2. Tone Gating at Creation

  • No viral damage, no post-hoc cleanup
  • Users get immediate feedback (rewrite prompts)
  • Hostility never enters the system

3. Transparent Reach Model

  • Users know why their reach changes (CIS, Harmony, tone)
  • No hidden algorithms or shadow penalties
  • Audit log tracks all trust adjustments

4. Natural Fit Over Forced Moderation

  • People who don't fit experience friction, not bans
  • Influence diminishes naturally for hostile users
  • Recovery is automatic with calm participation

Architecture Highlights

Performance

  • RLS policies indexed for fast filtering
  • Feed ranking uses candidate pools (500 posts max)
  • Harmony calculation batched daily, not per-request
  • Metrics updated via triggers (no N+1 queries)

Security

  • All tables have RLS enabled
  • Service role used only in Edge Functions
  • Anon key safe for client exposure
  • Audit log captures sensitive actions
  • Blocks enforced bidirectionally

Scalability

  • Stateless Edge Functions (Deno runtime)
  • Postgres with connection pooling
  • Materialized views ready for feed caching
  • Trending results cacheable (15-min TTL)

Next Steps

Immediate

  1. Build Flutter client Onboarding, feeds, posting, blocking
  2. User signup flow Profile creation + trust state initialization
  3. Deploy to production Push migrations, deploy functions
  4. Schedule harmony cron Daily recalculation at 2 AM
  5. Write transparency pages "How Reach Works", "Rules"

Soon After

  1. Admin tooling Report review, trending overrides
  2. Security audit RLS bypass testing, SQL injection review
  3. Load testing Feed performance under 10k users
  4. Data export/deletion GDPR compliance
  5. Beta launch Invite-only testing

Future Enhancements

  1. ML-based tone detection Replace pattern matching
  2. Read completion tracking Factor into ranking
  3. Post view logging Dwell time analysis
  4. Analytics dashboard Harmony trends, category health
  5. A/B testing framework Optimize calm velocity parameters

Files Created

Database

  • supabase/migrations/20260106000001_core_identity_and_boundaries.sql
  • supabase/migrations/20260106000002_content_and_engagement.sql
  • supabase/migrations/20260106000003_moderation_and_trust.sql
  • supabase/migrations/20260106000004_row_level_security.sql
  • supabase/migrations/20260106000005_trending_system.sql
  • supabase/seed/seed_categories.sql

Edge Functions

  • supabase/functions/_shared/supabase-client.ts
  • supabase/functions/_shared/tone-detection.ts
  • supabase/functions/_shared/validation.ts
  • supabase/functions/_shared/ranking.ts
  • supabase/functions/_shared/harmony.ts
  • supabase/functions/publish-post/index.ts
  • supabase/functions/publish-comment/index.ts
  • supabase/functions/block/index.ts
  • supabase/functions/report/index.ts
  • supabase/functions/feed-personal/index.ts
  • supabase/functions/feed-sojorn/index.ts
  • supabase/functions/trending/index.ts
  • supabase/functions/calculate-harmony/index.ts

Documentation

  • README.md Project overview
  • ARCHITECTURE.md How boundaries are enforced
  • HOW_SHARP_SPEECH_STOPS.md Tone gating deep dive
  • PROJECT_STATUS.md What's done, what's next
  • DEPLOYMENT.md Deployment guide
  • SUMMARY.md This file

Metrics for Success

When Sojorn is working:

  • Users pause before posting (friction is working)
  • Block rate is low (< 1% of connections)
  • Save-to-like ratio is high (thoughtful engagement)
  • Trending is diverse (no single voice dominates)
  • Average harmony grows (community trust increases)
  • Report rate is low (< 0.1% of posts)
  • Report accuracy is high (> 80% validated)

Final Note

This backend encodes calm as infrastructure, not aspiration.

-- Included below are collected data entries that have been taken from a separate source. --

PR #259, opened 2024-10-06
Domain, IP and port based destinations instead of split-DNS

yaroslavros:
Proxies are often selected not only based on zones, but also based on:
- specific hostnames
- IP addresses or subnets
- destination ports

This proposed change replaces zone based split-DNS with more traditional hostname/wildcard based matching and adds IP and port based selection criteria.

While this won't bring full parity with PAC files, this should cover vast majority of practical use cases.


draft-ietf-intarea-proxy-config.md
```diff
@@ -233,38 +233,58 @@ content-length = 222
...
 This document defines two optional keys that for subdictionaries in the `proxies`
 array that are used for split-DNS configuration.
 
 | JSON Key | Optional | Description | Type | Example |
 | --- | --- | --- | --- | --- |
-| matchDomains | Yes | An array of DNS zones or subdomains that can be accessed over this proxy | Array of Strings | [ "example.com" ] |
-| excludedDomains | Yes | An array of DNS zones or subdomains that cannot be accessed over this proxy, which should be more specific domains of entries in the matchDomains array | Array of Strings | [ "public.example.com" ] |
+| matchDomains | Yes | An array of hostnames and wildcard FQDNs that can be accessed over this proxy | Array of Strings | [ "www.example.com", "*.local" ] |
+| excludedDomains | Yes | An array of hostnames and wildcard FQDNs that cannot be accessed over this proxy, which should be more specific domains of entries in the matchDomains array | Array of Strings | [ "exclude.local" ] |
+| matchIPs | Yes | An array of IP addresses and subnets that can be accessed over this proxy | Array of Strings | [ "2001:DB8::1", "192.168.1.0/24" ] |
```
tfpauly, line 252: I wonder if this should be `matchSubnets`, and the specific IP is a special case of that (a `/128` or `/32`)

yaroslavros:
I think matching both subnets and individual IPs is more user-friendly and will make it easier to migrate from PAC files. I've seen PAC files with thousands (yes, really) individual IPs in proxy steering configurations...
Distinguishing between subnets and IPs is trivial and does not create ambiguity for parsers.

However I don't have an overwhelmingly strong opinion on this, so happy to change this to just subnets if you believe that consistency benefits overweight simplicity for users.

draft-ietf-intarea-proxy-config.md
```diff
@@ -233,38 +233,58 @@ content-length = 222
...
+| excludeIPs | Yes | An array of IP addresses and subnets that cannot be accessed over this proxy, which should be more specific addresses or subnets of entries in the matchIP array | Array of Strings | [ "192.168.1.0/25", "192.168.1.254" ] |
+| matchPorts | Yes | An array of TCP or UDP port ranges accessible over this proxy | Array of Strings | [ "80", "443", "1024-65535" ] |
+| excludePorts | Yes | An array of TCP or UDP port ranges that cannot be accessed over this proxy, which should be more specific than entries in the matchPorts array | Array of Strings | [ "3389", "8443" ] |
```
ddragana, line 255: I am not sure about excludePorts as define here. Ports are a limited space.  Therefore you can define everything by only using matchPorts. The parsing will be easier as well.
Maybe excludedPorts should be use only without matchPorts, to define ports that are disallowed, i.e. use one or the other.
We should also define that ports above 65535 is an error, do we want to reject the configuration or just ignore the mistake?

I think we should have a limit of the number of elements in the arrays, or a recommendation that the arrays should not be longer than x elements because the implementation may reject it. Also we should define the behavior in this case, e.g. the config is rejected as a whole or elements after element x are ignored. This is a separate issue though, and I will open a new issue for it.

yaroslavros: Great ideas!
I'll update PR accordingly.

I don't think there is a concrete list size recommendation that will apply reasonably well to all kinds of clients and use cases - but I think it's a good suggestion to put more important entries in the beginning of the list.

ddragana: Short correction: by "the parsing will be easier as well" I meant to say that it will be easier to create a single list instead of going through 2 lists to parse it into a single list or always check 2 lists.

yaroslavros: Absolutely! PR amended.

draft-ietf-intarea-proxy-config.md
```diff
@@ -233,38 +233,63 @@ content-length = 222
...
 Entries listed in `matchDomains` MUST NOT expand the set of domains that a client is
 willing to send to a particular proxy. The list can only narrow the list of domains
 that the client is willing to send through the proxy. For example, if the client
-has a local policy to only send requests for "example.com" to a proxy
+has a local policy to only send requests for "*.example.com" to a proxy
 "proxy.example.com", and the `matchDomains` array contains "internal.example.com" and
 "other.company.com", the client would end up only proxying "internal.example.com"
 through the proxy.
 
+Wildcard prefix (`*.`) is used to differentiate between specific hostnames and zones. Note
```
tfpauly, line 271:
```suggestion
A wildcard prefix (`*.`) is used to indicate matching entire domains or subdomains instead of specific hostnames. Note
```

draft-ietf-intarea-proxy-config.md
```diff
@@ -233,38 +233,63 @@ content-length = 222
...
+that it is used to match multiple levels of sub-domain. For example "*.example.com"
```
tfpauly, line 272:
```suggestion
that this can be used to match multiple levels of subdomains. For example "*.example.com"
```

draft-ietf-intarea-proxy-config.md
```diff
@@ -233,38 +233,63 @@ content-length = 222
...
+matches "internal.example.com" as well as "www.public.example.com".
+
+Entries in `matchIPs` correspond to IP addresses and subnets that are available through the
```
tfpauly, line 275:
```suggestion
Entries in `matchSubnets` correspond to IP addresses and subnets that are available through the
```

draft-ietf-intarea-proxy-config.md
```diff
@@ -233,38 +233,63 @@ content-length = 222
...
+proxy, while entries in `excludedIPs` define IP addresses and subnets that SHOULD NOT be used
```
tfpauly, line 276:
```suggestion
proxy, while entries in `excludeSubnets` define IP addresses and subnets that SHOULD NOT be used
```

draft-ietf-intarea-proxy-config.md
```diff
@@ -233,38 +233,63 @@ content-length = 222
...
+with the proxy. IP address based destination information SHOULD only be used when
```
tfpauly, line 277:
```suggestion
with the proxy. Subnet-based destination information SHOULD only be used when
```

draft-ietf-intarea-proxy-config.md
```diff
@@ -233,38 +233,63 @@ content-length = 222
...
+communicating with destinations defined by an IP address and not a hostname.
```
tfpauly, line 278:
```suggestion
applications are communicating with destinations identified by only an IP address and not a hostname.
```

draft-ietf-intarea-proxy-config.md
```diff
@@ -233,38 +233,63 @@ content-length = 222
...
+
+`ports` in a list of strings that can be used to instruct the client that only specific destination
```
tfpauly, line 280:
```suggestion
`matchPorts` in a list of strings that can be used to instruct the client that only specific destination
```

draft-ietf-intarea-proxy-config.md
```diff
@@ -233,38 +233,63 @@ content-length = 222
...
+TCP or UDP ports are accessible through the proxy. The list may contain individual port numbers 
+(such as "80") or inclusive ranges of ports. For example "1024-2048" matches all ports from 1024 
+to 2048 including the boundaries.
```
tfpauly, line 283:
```suggestion
to 2048, including the 1024 and 1028.
```

draft-ietf-intarea-proxy-config.md
```diff
@@ -233,38 +233,63 @@ content-length = 222
...
+
+Note that clients with limited resources MAY not be able to process and utilize all
+entries of an excessively long list. In the case if the provided list is too long for a given
+client, it SHOULD process as many records from the beginning of `matchDomains`, `matchIPs` and
```
tfpauly, line 287:
```suggestion
client, it SHOULD process as many records from the beginning of `matchDomains`, `matchSubnets` and
```

draft-ietf-intarea-proxy-config.md
```diff
@@ -233,38 +233,63 @@ content-length = 222
...
+`ports` lists. These lists SHOULD be sorted with the most important elements placed at
```
tfpauly, line 288:
```suggestion
`matchPorts` lists. These lists SHOULD be sorted with the most important elements placed at
```

draft-ietf-intarea-proxy-config.md
```diff
@@ -233,38 +233,63 @@ content-length = 222
...
+to 2048, including the 1024 and 1028.
+
+Note that clients with limited resources MAY not be able to process and utilize all
+entries of an excessively long list. In the case if the provided list is too long for a given
+client, it SHOULD process as many records from the beginning of `matchDomains`, `matchSubnets` and
+`matchPorts` lists. These lists SHOULD be sorted with the most important elements placed at
+the start of the list. If a client cannot consume all the entries in `excludedDomains` or
+`excludedIPs` it SHOULD NOT use given proxy configuration to avoid sending traffic that the proxy
+cannot process.
+
```
tfpauly, line 292: I'm a bit concerned about this section so would prefer to remove it from the first cut of adding this support — let's discuss limited clients more!
```suggestion
```

draft-ietf-intarea-proxy-config.md
```diff
@@ -233,38 +233,55 @@ content-length = 222
...
 that the client is willing to send through the proxy. For example, if the client
-has a local policy to only send requests for "example.com" to a proxy
+has a local policy to only send requests for "*.example.com" to a proxy
 "proxy.example.com", and the `matchDomains` array contains "internal.example.com" and
 "other.company.com", the client would end up only proxying "internal.example.com"
 through the proxy.
 
+A wildcard prefix (`*.`) is used to indicate matching entire domains or subdomains instead of specific hostnames. Note
+that this can be used to match multiple levels of subdomains. For example "*.example.com"
+matches "internal.example.com" as well as "www.public.example.com".
```
tfpauly, line 273:
```suggestion
matches "internal.example.com" as well as "www.public.example.com".
Entries that include the wildcard prefix also SHOULD be treated as if they match
an FQDN that only contains the string after the prefix, with no subdomain. So,
an entry in `matchDomains` of "*.example.com" would match the FQDN "example.com",
unless "example.com" were specifically included in `excludeDomains`. This is
done to prevent commonly needing to include both "*.example.com" and "example.com"
in the `matchDomains` list.
```

draft-ietf-intarea-proxy-config.md
```diff
@@ -233,38 +233,61 @@ content-length = 222
...
 When present in a PvD Additional Information dictionary that is retrieved for a proxy
-as described in {{proxy-pvd}}, domains in the `matchDomains` array indicate specific zones
-that are accessible using the proxy. If a hostname is not included in the enumerated
-zones, then a client SHOULD assume that the hostname will not be accessible through the
-proxy. If a hostname is included in the `excludedDomains` array, then the client SHOULD NOT
-access it through the proxy.
+as described in {{proxy-pvd}}, entries in the `matchDomains` array indicate specific hosts
+and zones that are accessible using the proxy. If a hostname is neither matching an specific
+entry nor included in the enumerated zones, then a client SHOULD assume that the hostname
+will not be accessible through the proxy. If a hostname is included in the `excludedDomains`
```
tfpauly, line 260:
```suggestion
will not be accessible through the proxy. If a hostname is included in the `excludeDomains`
```

tfpauly (approved):

draft-ietf-intarea-proxy-config.md
```diff
@@ -238,40 +238,63 @@ content-length = 222
...
+
+Entries in `matchSubnets` correspond to IP addresses and subnets that are available through the
+proxy, while entries in `excludeSubnets` define IP addresses and subnets that SHOULD NOT be used
+with the proxy. Subnet-based destination information SHOULD only be used when
+applications are communicating with destinations identified by only an IP address and not a hostname.
+
+`matchPorts` in a list of strings that can be used to instruct the client that only specific destination
+TCP or UDP ports are accessible through the proxy. The list may contain individual port numbers 
+(such as "80") or inclusive ranges of ports. For example "1024-2048" matches all ports from 1024 
+to 2048, including the 1024 and 1028.
```
tfpauly, line 296:
```suggestion
`matchPorts` in a list of strings that can be used to instruct the client that only specific destination
TCP or UDP ports are accessible through the proxy. The list may contain individual port numbers
(such as "80") or inclusive ranges of ports. For example "1024-2048" matches all ports from 1024
to 2048, including the 1024 and 1028.
```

The database will not allow:

  • Unwanted replies
  • Viral hostility
  • Invisible blocking
  • Unconsented conversations
  • Permanent influence
  • Opaque reach changes

Sojorn is structurally incapable of being an outrage machine.

Now build the client that makes this calm accessible.


Backend complete. Ready for frontend integration.